The sizes and weights of infants at birth in the PM+ and PM- groups were comparable, so we could exclude the confounding effects of premature birth and low birth weight which are well described for PM [1
]. The exclusion criterion of low birthweight also ruled out the effect of prenatal undernutrition, which is associated with poor immune development [34
] and while we have previously found an association between PM and congenital cytomegalovirus infection [36
], we found no evidence that congenital cytomegalovirus modulated the responses of CD4 T-cells to PPD [24
] in a much larger and more powerful study.
Testing for HIV was not carried out, but a survey carried out in the nearby town of Serrekunda from 2000 to 2001 found a prevalence of 1.0% among pregnant women [37
], and a recent screen of women in Sukuta confirmed the rates to be < 1% (unpublished), thus HIV was unlikely to be a serious confounder.
Helminth infection has been shown to modulate immune responses to mycobacterial antigens in BCG-vaccinated children [38
], but we found that intestinal helminth infections are not endemic in infants in the Sukuta area after a screen of fecal samples collected at 12 months of age (unpublished). However, the possibility has been raised that helminth infection during pregnancy may reduce the IFNγ response to PPD [41
], which we cannot eliminate as we did not screen the mothers for intestinal infections.
By 12 months of age, the PM+ infants were slightly smaller than the PM- infants. As there were no differences at birth, the difference at 12 months implies that PM was associated with reduced growth, which concurs with our findings from the entire cohort from which infants were selected for the analysis presented here [25
]. Similarly, the differences in IFNγ response emerged between 6 and 12 months, suggesting that PM was predictive of deleterious effects that remained present 12 months after birth.
Although no correlate of protection to tuberculosis has been identified, the ability to generate IFNγ-producing T-cells has been shown to be important, as defects in IFNγ signalling lead to a high susceptibility to tuberculosis disease [19
]. While it is possible that the reduced number of IFNγ-producing cells indicated a shift in response profile, rather than an overall loss of T-cell response, it is still likely that a reduced number of IFNγ-producing CD4 T-cells represents a reduced level of protection.

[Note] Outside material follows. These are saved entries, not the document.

PR #2785, opened 2024-10-28
chore(forwardToDiscord): add logging

wescopeland:
Adds a bunch of logging to `forwardToDiscord()` to try to debug some of the spurious issues we've been seeing.


app/Community/Listeners/NotifyMessageThreadParticipants.php
```diff
@@ -74,7 +76,26 @@ private function forwardToDiscord(
...
+
         $message->body = Shortcode::stripAndClamp($message->body, 1850, preserveWhitespace: true);
+        Log::info("[{$messageThread->title}] Discord forward: Message body processed", [
+            'message_id' => $message->id,
+            'thread_id' => $messageThread->id,
+            'from_user' => $userFrom->username,
+            'to_user' => $userTo->username,
+            'original_title' => $messageThread->title,
+            'processed_length' => mb_strlen($message->body),
+            'truncated' => mb_strlen($message->body) === 1850,
```
Jamiras, line 96: This should be 1853. "..." is appended after clamping.

Jamiras: Or perhaps just ">= 1850"?

Jamiras: Also applies to copies below

Jamiras (commented):
Why not just log the payload and the response?

wescopeland:
> Why not just log the payload and the response?

I was particularly curious if anything in our code was perhaps causing the outgoing data to Discord to be corrupted somehow, and if so, where.

I've cut a lot down in latest.

app/Community/Listeners/NotifyMessageThreadParticipants.php
```diff
@@ -141,6 +143,7 @@ private function forwardToDiscord(
                     //  - Original:  "Unwelcome Concept: Lots of Rings [12345] (Sonic the Hedgehog)"
                     //  - Formatted: "12345: Lots of Rings (Sonic the Hedgehog)"
                     if (preg_match('/^(Incorrect type:|Issue:|Unwelcome Concept:|Writing:)\s*(.*)\s*\[([0-9]+)\]\s*(\(.*\))$/', $messageThread->title, $titleMatches)) {
+                        $originalTitle = $messageThread->title;
```
Jamiras, line 146: This doesn't look to be used.

wescopeland: Looks like I missed that line. Removed in latest.

Jamiras (approved):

While we detected an association between PM and reduced immune response to BCG vaccination at birth, the scope of the study did not extend to establishing whether there was a direct causal link. Although PM makes infants more susceptible to subclinical P. falciparum
infection and episodes of malaria [5
], it is unlikely that the lower responses of PM+ infants were due to the immunosuppressive effect of repeated malaria episodes [43
] as we did not find a higher rate of malarial disease in PM + infants. While we could not exclude all possible confounders, no effect that we were able to measure showed any association with reduced responses other than exposure to PM.